Genetic Information Nondiscrimination Act – Implications for Health Care Providers

July 10, 2008

On May 21, 2008, President Bush signed into law the Genetic Information Nondiscrimination Act of 2008 (GINA). The purpose of the legislation is to establish a national and uniform standard to protect the public from genetic discrimination, and to encourage individuals to take advantage of genetic testing, technologies, research, and new therapies.
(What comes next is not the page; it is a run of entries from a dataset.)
PR #8830, opened 2023-04-12
fix: `<BooleanInput helperText={false} />` displays `FormHelperText` anyway

### LINKED ISSUE #8829: Inputs should not display helper text if `helperText` is set to `false` without validation errors
**What you were expecting:**
Setting `helperText={false}` should hide helperText element in input components.

**What happened instead:**
An empty paragraph is generated introducing a small vertical offset - 3px by default 😱.

Most of the input components share the same behaviour, but usually RA uses false to prevent a ReactNode parameter to be displayed. Am I wrong on this point?
 
**Steps to reproduce:**

- Open simple example below
- Edit any post
- Inspect inputs, helperText elements are outlined for easier tracking

**Related code:**
https://stackblitz.com/edit/github-hnmzx9?file=src%2Fposts%2FPostEdit.tsx

#### For example `<BooleanInput>` generates the following HTML

```html
<div class="MuiFormGroup-root ra-input ra-input-commentable css-dmmspl-MuiFormGroup-root">
  {...}
  <p class="MuiFormHelperText-root css-1d1r5q-MuiFormHelperText-root"></p>
</div>
```

septentrion-730n:
Fix #8829

### DIFF
--- a/packages/ra-ui-materialui/src/input/BooleanInput.tsx
+++ b/packages/ra-ui-materialui/src/input/BooleanInput.tsx
@@ -91,13 +91,15 @@ export const BooleanInput = (props: BooleanInputProps) => {
                     />
                 }
             />
-            <FormHelperText error={(isTouched || isSubmitted) && invalid}>
-                <InputHelperText
-                    touched={isTouched || isSubmitted}
-                    error={error?.message}
-                    helperText={helperText}
-                />
-            </FormHelperText>
+            {helperText !== false && (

GINA amends broad legislation including the Employee Retirement Income Security Act (ERISA), the Public Health Security Act (PHSA), the Internal Revenue Code, the Social Security Act relating to medigap, and the Health Insurance Portability and Accountability Act (HIPAA). These amendments affect group health plan, individual, and Medicare supplemental policy issuers from discriminating based on genetic information. Significantly, GINA covers the vast majority of health insurance plans, but as yet does not apply to other common types of insurance, including disability, life, and long-term care insurance issuers. Finally, while GINA is directed at the insurance industry and employers, its broad scope may affect health care providers as well.

Core Prohibitions

GINA prohibits health insurance issuers from:

  • requesting or requiring an individual to undergo a genetic test, subject to certain exceptions
  • collecting genetic information for underwriting purposes or prior to plan enrollment
  • adjusting premium or contribution amounts on the basis of genetic information

Impact on Health Care Providers

The Secretaries of Labor, Health and Human Services, and Treasury are required to issue regulations in compliance with GINA by May 21, 2009. Much of GINA’s impact will be determined as these regulations are put into place. However, GINA already presents several questions to health care providers.
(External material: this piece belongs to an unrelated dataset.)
PR #8838, opened 2023-04-18
docs: repeated information

ms10596:
Adding meta to dataProvider call is already mentioned in `queryOptions` section.


slax57:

  • Broad application. GINA’s definition of “genetic information” gives it broad reach. Specifically, “Genetic information” encompasses information about an individual’s genetic tests, the genetic tests of family members, and the manifestation of a disease or disorder in family members of such individual. Furthermore, “genetic information” includes any request for, or receipt of, genetic services or participation in clinical research, including genetic services by an individual or any family member.
  • Protection of information. GINA amends HIPAA by providing that “genetic information” is to be treated as “health information.” Consequently, it may be that revised HIPAA regulations will require health care providers to provide genetic information with special protection or to segregate it from other types of health information.
  • Enforcement. Violators face financial penalties, largely at the discretion of the Secretary. There is, however, a safe harbor provision that affords violators 30 days to remedy inadvertent violations and to avoid the imposition of penalties.